Records from a collection
------------------------------------------------

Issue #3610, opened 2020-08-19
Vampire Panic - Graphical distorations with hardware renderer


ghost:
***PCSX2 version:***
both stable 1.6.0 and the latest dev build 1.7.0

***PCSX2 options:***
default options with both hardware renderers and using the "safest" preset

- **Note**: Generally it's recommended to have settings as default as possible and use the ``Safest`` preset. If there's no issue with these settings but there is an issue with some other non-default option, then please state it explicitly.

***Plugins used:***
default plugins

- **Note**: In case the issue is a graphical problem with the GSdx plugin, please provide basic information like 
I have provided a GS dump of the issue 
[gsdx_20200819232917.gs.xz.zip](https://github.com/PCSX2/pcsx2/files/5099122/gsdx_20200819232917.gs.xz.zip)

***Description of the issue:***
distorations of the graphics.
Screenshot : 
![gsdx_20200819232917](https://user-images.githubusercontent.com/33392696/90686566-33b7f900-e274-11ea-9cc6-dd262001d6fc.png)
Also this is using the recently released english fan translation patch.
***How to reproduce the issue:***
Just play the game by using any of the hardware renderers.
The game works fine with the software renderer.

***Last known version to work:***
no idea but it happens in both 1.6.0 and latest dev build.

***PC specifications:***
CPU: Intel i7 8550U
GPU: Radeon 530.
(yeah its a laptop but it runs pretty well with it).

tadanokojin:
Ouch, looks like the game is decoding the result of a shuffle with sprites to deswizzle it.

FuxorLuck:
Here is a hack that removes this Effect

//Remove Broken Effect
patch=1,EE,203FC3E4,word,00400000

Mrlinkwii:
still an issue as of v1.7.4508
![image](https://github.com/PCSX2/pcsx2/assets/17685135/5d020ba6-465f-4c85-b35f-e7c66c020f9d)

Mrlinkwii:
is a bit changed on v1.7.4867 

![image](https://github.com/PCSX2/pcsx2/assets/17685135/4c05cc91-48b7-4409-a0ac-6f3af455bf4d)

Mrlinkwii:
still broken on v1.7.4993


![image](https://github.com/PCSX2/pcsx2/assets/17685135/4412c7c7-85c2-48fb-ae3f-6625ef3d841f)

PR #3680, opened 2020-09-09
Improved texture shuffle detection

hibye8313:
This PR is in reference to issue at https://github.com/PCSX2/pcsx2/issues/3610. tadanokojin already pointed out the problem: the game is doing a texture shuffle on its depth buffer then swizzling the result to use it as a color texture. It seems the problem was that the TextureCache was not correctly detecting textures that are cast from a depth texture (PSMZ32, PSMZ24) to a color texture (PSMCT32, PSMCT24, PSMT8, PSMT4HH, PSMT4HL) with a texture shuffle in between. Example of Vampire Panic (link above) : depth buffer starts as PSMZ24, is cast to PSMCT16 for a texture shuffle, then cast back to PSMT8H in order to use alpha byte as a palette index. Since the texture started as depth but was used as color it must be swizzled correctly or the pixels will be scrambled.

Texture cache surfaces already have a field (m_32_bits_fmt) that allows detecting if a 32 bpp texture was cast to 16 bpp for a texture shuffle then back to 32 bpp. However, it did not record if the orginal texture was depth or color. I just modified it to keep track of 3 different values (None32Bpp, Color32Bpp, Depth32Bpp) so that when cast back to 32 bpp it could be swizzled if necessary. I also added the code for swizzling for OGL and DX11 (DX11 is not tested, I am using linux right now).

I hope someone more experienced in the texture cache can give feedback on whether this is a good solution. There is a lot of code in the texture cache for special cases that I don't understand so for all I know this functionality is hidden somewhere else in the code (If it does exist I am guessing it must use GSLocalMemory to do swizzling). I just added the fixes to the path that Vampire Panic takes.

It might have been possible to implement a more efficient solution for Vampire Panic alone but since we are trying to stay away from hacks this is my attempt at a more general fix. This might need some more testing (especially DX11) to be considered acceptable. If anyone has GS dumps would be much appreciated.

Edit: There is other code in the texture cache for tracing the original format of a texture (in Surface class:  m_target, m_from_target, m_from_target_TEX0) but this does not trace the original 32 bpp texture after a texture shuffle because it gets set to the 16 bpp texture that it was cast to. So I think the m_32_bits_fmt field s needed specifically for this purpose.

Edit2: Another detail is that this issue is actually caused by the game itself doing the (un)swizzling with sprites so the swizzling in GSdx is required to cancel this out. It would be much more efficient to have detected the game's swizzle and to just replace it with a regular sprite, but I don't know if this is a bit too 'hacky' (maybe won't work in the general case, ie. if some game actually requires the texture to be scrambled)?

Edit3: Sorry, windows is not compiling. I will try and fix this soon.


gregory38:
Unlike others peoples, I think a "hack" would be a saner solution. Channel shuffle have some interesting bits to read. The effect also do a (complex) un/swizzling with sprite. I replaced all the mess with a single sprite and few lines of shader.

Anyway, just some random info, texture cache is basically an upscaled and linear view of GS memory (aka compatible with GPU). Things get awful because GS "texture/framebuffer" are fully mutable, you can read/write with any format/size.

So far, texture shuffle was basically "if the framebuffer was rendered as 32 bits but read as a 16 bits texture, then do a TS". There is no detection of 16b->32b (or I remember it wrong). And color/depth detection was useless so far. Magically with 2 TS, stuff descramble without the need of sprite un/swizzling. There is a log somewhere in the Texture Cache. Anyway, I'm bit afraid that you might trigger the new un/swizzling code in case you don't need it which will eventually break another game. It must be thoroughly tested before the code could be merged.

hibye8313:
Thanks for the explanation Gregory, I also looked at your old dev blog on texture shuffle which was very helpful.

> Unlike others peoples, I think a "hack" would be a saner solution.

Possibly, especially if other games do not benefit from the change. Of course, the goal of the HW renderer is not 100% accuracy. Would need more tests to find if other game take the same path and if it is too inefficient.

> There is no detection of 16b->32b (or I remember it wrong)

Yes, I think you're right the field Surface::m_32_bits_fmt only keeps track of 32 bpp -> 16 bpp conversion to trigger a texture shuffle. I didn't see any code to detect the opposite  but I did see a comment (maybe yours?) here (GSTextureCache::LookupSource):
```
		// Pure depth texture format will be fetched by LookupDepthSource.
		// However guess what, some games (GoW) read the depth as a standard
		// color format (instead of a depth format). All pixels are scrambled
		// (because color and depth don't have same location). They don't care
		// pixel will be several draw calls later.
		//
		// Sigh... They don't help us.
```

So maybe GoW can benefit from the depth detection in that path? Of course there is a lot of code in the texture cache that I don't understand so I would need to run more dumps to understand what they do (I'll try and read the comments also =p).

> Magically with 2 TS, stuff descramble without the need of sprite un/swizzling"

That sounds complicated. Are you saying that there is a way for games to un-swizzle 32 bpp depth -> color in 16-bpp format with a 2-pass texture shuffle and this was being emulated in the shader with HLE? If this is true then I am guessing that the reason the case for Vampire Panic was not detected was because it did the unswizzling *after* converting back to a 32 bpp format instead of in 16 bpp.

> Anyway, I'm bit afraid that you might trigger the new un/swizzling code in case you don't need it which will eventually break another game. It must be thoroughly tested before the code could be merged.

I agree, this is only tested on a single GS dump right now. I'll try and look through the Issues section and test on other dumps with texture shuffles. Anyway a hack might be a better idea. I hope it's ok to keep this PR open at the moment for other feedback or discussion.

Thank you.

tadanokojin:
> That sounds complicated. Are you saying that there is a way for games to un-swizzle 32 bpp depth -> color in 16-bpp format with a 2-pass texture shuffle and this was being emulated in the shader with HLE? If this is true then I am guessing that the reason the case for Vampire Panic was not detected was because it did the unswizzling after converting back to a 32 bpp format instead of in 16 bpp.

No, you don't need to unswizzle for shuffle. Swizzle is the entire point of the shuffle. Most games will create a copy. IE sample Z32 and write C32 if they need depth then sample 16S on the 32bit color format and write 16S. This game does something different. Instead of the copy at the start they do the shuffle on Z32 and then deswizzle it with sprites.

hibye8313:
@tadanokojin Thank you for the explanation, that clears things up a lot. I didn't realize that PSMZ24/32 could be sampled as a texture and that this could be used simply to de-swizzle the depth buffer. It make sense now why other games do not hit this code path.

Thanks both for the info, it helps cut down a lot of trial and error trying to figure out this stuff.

------------------------------------------------

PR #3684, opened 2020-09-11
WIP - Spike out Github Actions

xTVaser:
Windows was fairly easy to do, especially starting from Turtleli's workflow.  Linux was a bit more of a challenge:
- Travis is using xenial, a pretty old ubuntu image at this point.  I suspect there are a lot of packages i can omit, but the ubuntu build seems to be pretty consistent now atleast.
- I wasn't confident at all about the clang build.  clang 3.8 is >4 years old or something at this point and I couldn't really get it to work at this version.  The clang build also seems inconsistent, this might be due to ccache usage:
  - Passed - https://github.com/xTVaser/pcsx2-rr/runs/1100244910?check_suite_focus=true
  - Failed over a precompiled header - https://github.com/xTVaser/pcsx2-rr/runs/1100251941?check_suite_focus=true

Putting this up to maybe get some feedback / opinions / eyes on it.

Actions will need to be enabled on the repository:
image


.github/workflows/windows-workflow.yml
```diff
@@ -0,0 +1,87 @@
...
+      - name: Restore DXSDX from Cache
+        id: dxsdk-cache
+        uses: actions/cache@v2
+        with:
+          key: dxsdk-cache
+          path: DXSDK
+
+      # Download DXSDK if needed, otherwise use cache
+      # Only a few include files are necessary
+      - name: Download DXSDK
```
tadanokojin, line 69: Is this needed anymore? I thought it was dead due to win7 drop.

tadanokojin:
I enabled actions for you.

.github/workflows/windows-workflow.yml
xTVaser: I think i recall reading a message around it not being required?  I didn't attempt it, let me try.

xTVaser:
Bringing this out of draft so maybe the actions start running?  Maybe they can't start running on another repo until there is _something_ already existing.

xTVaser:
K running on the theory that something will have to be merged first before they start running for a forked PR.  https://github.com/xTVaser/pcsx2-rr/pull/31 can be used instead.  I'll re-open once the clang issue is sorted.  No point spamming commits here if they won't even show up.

------------------------------------------------

What you will do: For the string "xTVaser", go through the entries above and copy each line where it occurs.

Reply to the exercise:
xTVaser:
  - Passed - https://github.com/xTVaser/pcsx2-rr/runs/1100244910?check_suite_focus=true
  - Failed over a precompiled header - https://github.com/xTVaser/pcsx2-rr/runs/1100251941?check_suite_focus=true
xTVaser: I think i recall reading a message around it not being required?  I didn't attempt it, let me try.
xTVaser:
xTVaser:
K running on the theory that something will have to be merged first before they start running for a forked PR.  https://github.com/xTVaser/pcsx2-rr/pull/31 can be used instead.  I'll re-open once the clang issue is sorted.  No point spamming commits here if they won't even show up.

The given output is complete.